# Performance: ArrayList vs. Array vs. "Eigene Liste&quot



## dttob (9. Mai 2008)

Hallo ihr,

mir stellt sich eine eher allgemeinere Frage. Und zwar geht es um die Speicherung großer Datenmengen. Wie sollten aus reiner Performance - Sicht (d.h. schneller Zugriff) diese Daten sinnvollerweise gespeichert werden? 

(vereinfachte Darstellung):
z.B. 5000 Objekte

- ArrayList mit Zugriff über for - Schleife und Iterator oder direkt über arraylist.get(index)
- Arrray mit Zugriff über for-Schleife (begrenzt durch array.length)
- Eigene doppelte verkettete Liste mit Zugriff über getNext(),...

Welche der drei Möglichkeiten macht hier Sinn? Meiner Meinung nach ist eine eigene Liste für dieses Szenario nicht nötig, oder liege ich da falsch? Gibt es alternative, bessere Zugriffsmöglichkeiten für die Fälle, wie z.b. Iterator, usw...

viele Grüße

dttob


----------



## maki (9. Mai 2008)

Wie willst du denn darauf zugreifen?
Suchen?

Vielleicht willst du ja gar keine List, sondern zB. eine Map.


----------



## ARadauer (9. Mai 2008)

Es gibt auch LinkedList von Java welche wahrscheinlihc beim sequenziellen Zugriff einen hauch schneller sein könnte als ArrayList (kann ich aber nicht sicher sagen)

Aber generell, bei 5000 Objekten merkt mans eigentlich nicht


----------



## tfa (9. Mai 2008)

> - ArrayList mit Zugriff über for - Schleife und Iterator oder direkt über arraylist.get(index)
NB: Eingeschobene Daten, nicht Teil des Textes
PR #429, opened 2016-07-20
Allow pathless formats to accept a base_path

steventux:
https://govuk.zendesk.com/agent/tickets/1371252

The `contact` format is ambiguous in accepting a `base_path` but not requiring it.
Contacts from whitehall do not have a path and are never sent to the content store whereas contacts-admin content does use this field and is presented to the content store as expected.
This change allows for content items of a pathless format to use the `base_path` if supplied.

### DIFF
--- a/app/commands/v2/publish.rb
+++ b/app/commands/v2/publish.rb
@@ -33,7 +33,7 @@ module Commands
 
         State.supersede(previous_item) if previous_item
 
-        unless content_item.pathless?
+        unless pathless?(content_item)
           publish_redirect_if_content_item_has_moved(location, previous_location, translation)
           clear_published_items_of_same_locale_and_base_path(content_item, translation, location)
         end
@@ -107,6 +107,11 @@ module Commands
         content_item.update_attributes!(first_published_at: Time.zone.now)
       end
 
+      def pathless?(content_item)
+        !Location.exists?(content_item: content_item) &&
+          ContentItem::EMPTY_BASE_PATH_FORMATS.include?(content_item.schema_name || content_item.format)
+      end
+
       def publish_redirect_if_content_item_has_moved(new_location, previous_location, translation)
         return unless previous_location
         return if previous_location.base_path == new_location.base_path
@@ -154,7 +159,7 @@ module Commands
 
         PublishingAPI.service(:queue_publisher).send_message(queue_payload)
 
-        return if content_item.pathless?
+        return if pathless?(content_item)
 
         queue = update_type == 'republish' ? PresentedContentStoreWorker::LOW_QUEUE : PresentedContentStoreWorker::HIGH_QUEUE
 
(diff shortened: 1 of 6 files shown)


app/commands/v2/publish.rb
```diff
@@ -107,6 +107,11 @@ def set_first_published_at(content_item)
         content_item.update_attributes!(first_published_at: Time.zone.now)
       end
 
+      def pathless?(content_item)
+        !Location.find_by(content_item: content_item) &&
```
kevindew: Could we use an exists query here to avoid the object instantiation?

app/commands/v2/publish.rb
```diff
@@ -107,6 +107,11 @@ def set_first_published_at(content_item)
...
+          ContentItem::EMPTY_BASE_PATH_FORMATS.include?(content_item.schema_name || content_item.format)
```
kevindew: Could be less verbose to have a `requires_path?` method on content_item or in this class?

tijmenb:
Can you elaborate on the backstory about this? It seems weird that a format has an _optional_ base path. This could perhaps lead to confusion. Are whitehall-contacts and contacts-admin-contacts actually different things?

app/commands/v2/put_content.rb
```diff
@@ -216,6 +217,10 @@ def base_path
         payload[:base_path]
       end
 
+      def content_with_base_path?
+        payload.has_key?(:base_path) || base_path_required?
+      end
+
       def base_path_required?
         !ContentItem::EMPTY_BASE_PATH_FORMATS.include?(payload[:format] || payload[:schema_name])
```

Wenn die Anzahl der Objekte sich ändern kann und es wichtig ist, auf beliebige Indizes direkt zuzugreifen.



> - Arrray mit Zugriff über for-Schleife (begrenzt durch array.length)


Wenn die Anzahl der Objekte sich nicht ändern kann und es wichtig ist, auf beliebige Indizes direkt zuzugreifen.



> - Eigene doppelte verkettete Liste mit Zugriff über getNext(),...


Wenn sich die Anzahl und Reihenfolge der Objekte ändern können und es nicht nötig ist, auf beliebige Indizes direkt zuzugreifen, sondern nur per Iterator (LinkedList). 



			
				dttob hat gesagt.:
			
		

> Wie sollten aus reiner Performance - Sicht (d.h. schneller Zugriff) diese Daten sinnvollerweise gespeichert werden?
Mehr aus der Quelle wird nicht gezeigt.